1.3.13

Pequeño navegante de historias.



            —¡No pueden alcanzarnos, maldita sea! –bramó. El oleaje les mecía cada vez con mayor brusquedad bajo aquella atmósfera aborrascada intentando echarlos de su territorio o destruirlos antes de que lo hicieran ellos mismos.

            Manejaba el timón con fuerza y decisión, llevando el barco a babor sin dudarlo un instante mientras era consciente de que otra embarcación estaba a punto de colocarse a su altura a estribor listo para el ataque. Tal vez aquello sólo era alargar la agonía y debían enfrentarse de una vez por todas en una lucha cuerpo a cuerpo contra aquellos piratas, pero el capitán jamás se rendiría tan pronto. Cuanto más ilesos salieran sus hombres de aquella batalla, mejor; y cuantos más hombres sobrevivieran a aquella batalla, mejor. El cielo tronó amenazador sobre sus cabezas, y no tardó en descargar sus aguas en aquella bélica escena, como si quisiera complicar más las cosas. Agua sobre agua. Ira sobre ira.

            —¡Al abordaje! –pudieron escuchar los marineros en popa.

            Pronto, los hombres se habían colocado en posición con sus espadas en alto y recibían a los visitantes con contundentes estacadas. No luchaban como los más distinguidos espadachines del reino, pero luchaban como los más distinguidos supervivientes del mar en una época donde muchos vivían de las vidas de otros, lo cual les proporcionaba cierta experiencia.
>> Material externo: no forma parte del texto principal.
PR #16, opened 2023-03-12
Add release script

ahangarha:


ahangarha:
@justin808 
It would be good if you can test this. It should work.

justin808 (approved):

Issue #8, opened 2023-02-22
Updates to CLI Ideas


justin808:
# Pending Name Changes
- [ ] `promote-image` ==> `deploy-image`

# Missing Commands
- [ ] `promote-app-from-upstream -a hichee-production` ==> uses the `upstream` yaml app name. Includes steps like the below CI example

# Example of promote-app-from-upstream done via CircleCI steps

            —¡Cuidado, Donovan! ¡Donovan! –chilló uno de ellos a su compañero.
            —¡No me distraigas! ¡Estamos en medio de una batalla!
            —¡Le vas a dar a tu madre, idiota!
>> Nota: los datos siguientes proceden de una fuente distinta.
PR #24, opened 2023-03-27
Revert default org

rafaelgomesxyz:
Reverts the logic for a default org added by #23 

So the info command now:

- retrieves workloads for a single app when used with `-a` (or multiple apps if `match_if_app_name_starts_with` is `true`)
- retrieves workloads for all apps in an org when used with `-o`
- retrieves workloads for all apps in all orgs (that are defined in `.controlplane/controlplane.yml`) when used without any params

Code_94gg0sZbba

### DIFF
--- a/docs/commands.md
+++ b/docs/commands.md
@@ -91,17 +91,18 @@ if [ cpl exists -a $APP_NAME ]; ...
 
 ### `info`
 
-- Displays a list of available workloads for all apps or a specific app in an org (apps equal GVCs)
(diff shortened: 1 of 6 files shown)


justin808:
@rafaelgomesxyz does this show the difference between the YML files and what's currently deployed?

rafaelgomesxyz:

            El joven retrocedió un par de pasos buscándola con la mirada y su espalda topó con el vientre de la mujer, que llevaba un brazo en jarra y el otro sosteniendo una cesta.
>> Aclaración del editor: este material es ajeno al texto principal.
PR #25, opened 2023-03-29
Improve output

rafaelgomesxyz:
Partial fix for #8

Improves the output of all commands except for `run` and `run:detached`, because those are a bit complex, so I'll handle them separately.

| Command | Before | After |
| --- | --- | --- |
| `build-image` | build_image_before | build_image_after |
| `cleanup-old-images` | cleanup_old_images_before | cleanup_old_images_after |
| `cleanup-stale-apps` | cleanup_stale_apps_before | cleanup_stale_apps_after |
| `config` | config_before | For each app: <br/><br/> config_each_after <br/><br/> For a specific app: <br/><br/> config_specific_after |
| `delete` | delete_before | delete_after |
| `deploy-image` | deploy_image_before | deploy_image_after |
| `ps:restart` | ps_restart_before | ps_restart_after |
| `ps:start` | ps_start_before | ps_start_after |
| `ps:stop` | ps_stop_before | ps_stop_after |
| `setup` | setup_before | When the GVC doesn't exist yet: <br /><br /> setup_after <br /><br /> When the GVC already exists: <br /><br /> setup_existing_after |

Something else that would be good to improve is error handling, but I'll leave that for another time.

### DIFF
--- a/lib/core/shell.rb
+++ b/lib/core/shell.rb
@@ -18,14 +18,14 @@ class Shell
   end
 
   def self.warn(message)
-    stderr.puts(color("WARNING: #{message}\n", :yellow))
+    stderr.puts(color("WARNING: #{message}", :yellow))
   end
 
   def self.warn_deprecated(message)
-    stderr.puts(color("DEPRECATED: #{message}\n", :yellow))
+    stderr.puts(color("DEPRECATED: #{message}", :yellow))
   end
 
   def self.abort(message)
-    Kernel.abort(color("ERROR: #{message}\n", :red))
+    Kernel.abort(color("ERROR: #{message}", :red))
   end
 end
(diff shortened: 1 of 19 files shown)


lib/core/shell.rb
```diff
@@ -1,6 +1,10 @@
 # frozen_string_literal: true
 
 class Shell
```
justin808, line 3: Should we have 2 class `Shell` in this project?

justin808 (changes requested):
Please rebase and merge. LGTM. 

Just a few questions.

lib/core/shell.rb
rafaelgomesxyz: You mean because of Ruby's [`Shell`](https://ruby-doc.org/stdlib-2.5.1/libdoc/shell/rdoc/Shell.html)? We could rename it, maybe to `ThorShell`?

            —Vamos, pequeño Francis Drake, que vas a coger un buen catarro –tenía aquella media sonrisa que la hacía parecer divertida y severa a la vez.
            —¿Francis Drake? ¡No, mamá! ¡Él era un pirata! ¡Yo seré un marinero honrado!

            Ella rió de aquella manera tan suave que la caracterizaba, echando la cabeza hacia atrás.

            —Ay, cariño, si todos pensaran como tú… la honradez ha sido el peor virus de muchos navegantes –torció la cabeza con expresión tierna-. Vamos, entra en casa –el pequeño hizo un gesto a sus compañeros a modo de despedida antes de soltar el palo que usaba a modo de estoque- y vosotros deberíais hacer lo mismo, muchachos, vuestras madres se pondrán furiosas si llegáis empapados a casa.

            Los chicos asintieron y desaparecieron como alma que lleva al diablo, alejándose mientras corrían de aquella céntrica placita y perdiéndose entre carcajadas por las pequeñas callecitas de la ciudad.

            Dentro, Donovan se había sentado frente a la chimenea rodeado por una manta de borrego mientras fijaba sus profundos ojos azules en el caliente crepitar. Era el único lugar donde agua y fuego eran compatibles: cuando éste se reflejaba en el mar de sus ojos.

            Su madre se sentó en el suelo de madera junto a él, con una mano tomó con ternura el rostro de su hijo y le dio un beso en la cabeza, acariciando después con los labios aquella seda negra que tenía por cabello. En momentos como aquel, cuando ambos extendían las manos y sus mofletes ardían en comodidad, parecía que nada en el mundo pudiera ir mal. Y es que de hecho, el pequeño mundo de Donovan giraba en torno a cuatro cosas esenciales: sus padres, su pueblo, sus amigos y el mar. Esa era toda su felicidad.

            —Mamá, ¿crees que lo conseguiré, que seré un gran marinero?
            —Cielo, no dudo que lo conseguirás si de verdad es lo que quieres… pero la vida da muchas vueltas y hay muchos oficios. Ese es muy peligroso.
            —Pero si papá y tú siempre andáis relatando historias del mar.
—Tal vez por eso tenemos miedo: porque sabemos demasiado.
—Bah –bufó- además, hay una que nunca has terminado de contarme.
            —¿Cuál? –acarició cariñosamente su pelo.
            —La tuya.

            Esbozó una media sonrisa.

            —Está bien. Coge un trozo de pan… -se asomó al pie de las escaleras- ¡Nicholas, baja, zarpamos!